Excel statistical functions: VAR and VARP improvements and pivot tables

Applies to: Microsoft Office Excel 2007

Summary

The Microsoft Office Excel statistical functions, VAR and VARP, are computed with better precision in Microsoft Office Excel 2003 and later versions of Excel. The same algorithmic improvements were made for VAR and VARP when used to summarize data for pivot tables. Unfortunately, some computational issues remain unresolved. Use extreme caution when you summarize data with VAR and VARP in Excel 2003 and later versions of Excel. This article describes the remaining problem.

You may notice different values when worksheets that were created in earlier versions of Excel are recalculated in Excel 2003 and later versions of Excel. This article describes the values that are more accurate in Excel 2003 and later versions of Excel and the values that are less accurate.

Microsoft Excel 2004 for Macintosh Information

The statistical functions in Microsoft Office Excel 2004 for Macintosh were updated using the same algorithms as Excel 2003 and later versions of Excel. Any information in this article that describes how a function works or how a function was modified for Excel 2003 and later versions of Excel also applies to Excel 2004 for Macintosh.

The articles on VAR and VARP describe how a two-pass procedure has replaced the "calculator formula" for computing these measures. With infinite precision arithmetic, both procedures return the same results and the calculator formula takes half the computation time. However, with finite precision arithmetic, the potential for round off errors becomes a factor. The result of using the two-pass procedure is less susceptibility to round off errors in extreme situations in Excel 2003 and later versions of Excel. However, you may not notice the effect of these improvements because for most data sets, there are not enough significant digits in the data to cause different results from the calculator formula and the two-pass procedure. VAR and VARP are always more accurate in Excel 2003 and later versions of Excel, but VAR and VARP differences between earlier versions of Excel and Excel 2003 are likely to be noticeable only when data values contain many significant digits and yet have small variation.

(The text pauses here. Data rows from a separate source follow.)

PR #6080, opened 2022-11-14
vere: handle errors during replay

joemfb:
This PR modifies the replay logic (in mars, unreleased) to explicitly enumerate errors during replay, print appropriate messages and/or stack traces, and retry `bail:meme` after `pack` (or `meld`, if run with `--auto-meld`). Targets #6079, as it was in the development of this feature that those issues were discovered.

### DIFF
--- a/pkg/urbit/daemon/main.c
+++ b/pkg/urbit/daemon/main.c
@@ -1300,9 +1300,7 @@ _cw_meld(c3_i argc, c3_c* argv[])
   u3C.wag_w |= u3o_hashless;
   u3m_boot(u3_Host.dir_c, u3a_bytes);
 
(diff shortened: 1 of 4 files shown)


zalberico:
For people finding this because they're trying to run replay and it's crashing because it runs out of memory, you can batch it with `-n`, but that requires manually running it and updating the event log number you want to run to. This simple bash script will automatically do 1M events for you until complete.

1. Save as replay.sh
2. chmod +x replay.sh
3. ./replay.sh
```
#!/bin/bash
num=1000000
while :
do
    ./urbit -n $num ./dovsem-bornyl
    num=$((num+1000000))
done
```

Microsoft recommends that you read the article about VAR because it explains modifications in the computational procedure and it also provides a worksheet for more extensive experimentation with adding a power of ten to data values. For additional information about VAR, click the following article number to view the article in the Microsoft Knowledge Base:
826112 Excel Statistical Functions: VAR

The intent of the improvements was to also improve separate code for computing VAR for summarizing data in pivot tables. This code has been improved for part of the pivot table, but problems remain unresolved for other parts. The numeric example later in this article helps clarify the situation.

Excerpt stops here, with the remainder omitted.